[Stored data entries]
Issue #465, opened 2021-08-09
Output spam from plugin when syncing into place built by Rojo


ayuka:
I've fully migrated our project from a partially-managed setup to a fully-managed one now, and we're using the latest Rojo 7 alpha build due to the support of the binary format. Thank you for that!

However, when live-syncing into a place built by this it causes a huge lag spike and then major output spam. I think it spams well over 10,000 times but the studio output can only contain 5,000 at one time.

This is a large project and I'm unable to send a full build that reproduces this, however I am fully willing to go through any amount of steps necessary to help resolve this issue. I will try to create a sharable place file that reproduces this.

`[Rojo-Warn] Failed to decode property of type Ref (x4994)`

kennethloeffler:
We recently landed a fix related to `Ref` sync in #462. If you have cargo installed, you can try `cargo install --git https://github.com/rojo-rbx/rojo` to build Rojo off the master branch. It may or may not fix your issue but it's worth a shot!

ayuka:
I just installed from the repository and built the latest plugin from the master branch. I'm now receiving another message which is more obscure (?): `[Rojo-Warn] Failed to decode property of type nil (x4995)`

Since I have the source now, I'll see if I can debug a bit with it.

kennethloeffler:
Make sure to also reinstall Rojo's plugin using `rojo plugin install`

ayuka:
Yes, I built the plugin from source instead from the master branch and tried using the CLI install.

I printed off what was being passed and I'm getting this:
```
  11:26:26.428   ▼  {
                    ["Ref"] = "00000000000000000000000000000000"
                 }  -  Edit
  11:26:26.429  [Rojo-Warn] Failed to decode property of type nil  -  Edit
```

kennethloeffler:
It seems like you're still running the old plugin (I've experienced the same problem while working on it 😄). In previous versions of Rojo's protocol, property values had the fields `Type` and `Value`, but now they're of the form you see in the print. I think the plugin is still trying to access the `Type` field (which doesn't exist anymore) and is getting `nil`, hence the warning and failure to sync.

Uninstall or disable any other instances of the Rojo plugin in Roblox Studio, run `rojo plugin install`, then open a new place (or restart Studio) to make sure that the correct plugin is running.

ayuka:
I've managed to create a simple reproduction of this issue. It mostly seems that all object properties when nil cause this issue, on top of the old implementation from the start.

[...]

Exercise objective => Out of the records above, pick each line that contains the string "Failed".

Reply to the task =>
`[Rojo-Warn] Failed to decode property of type Ref (x4994)`
I just installed from the repository and built the latest plugin from the master branch. I'm now receiving another message which is more obscure (?): `[Rojo-Warn] Failed to decode property of type nil (x4995)`
  11:26:26.429  [Rojo-Warn] Failed to decode property of type nil  -  Edit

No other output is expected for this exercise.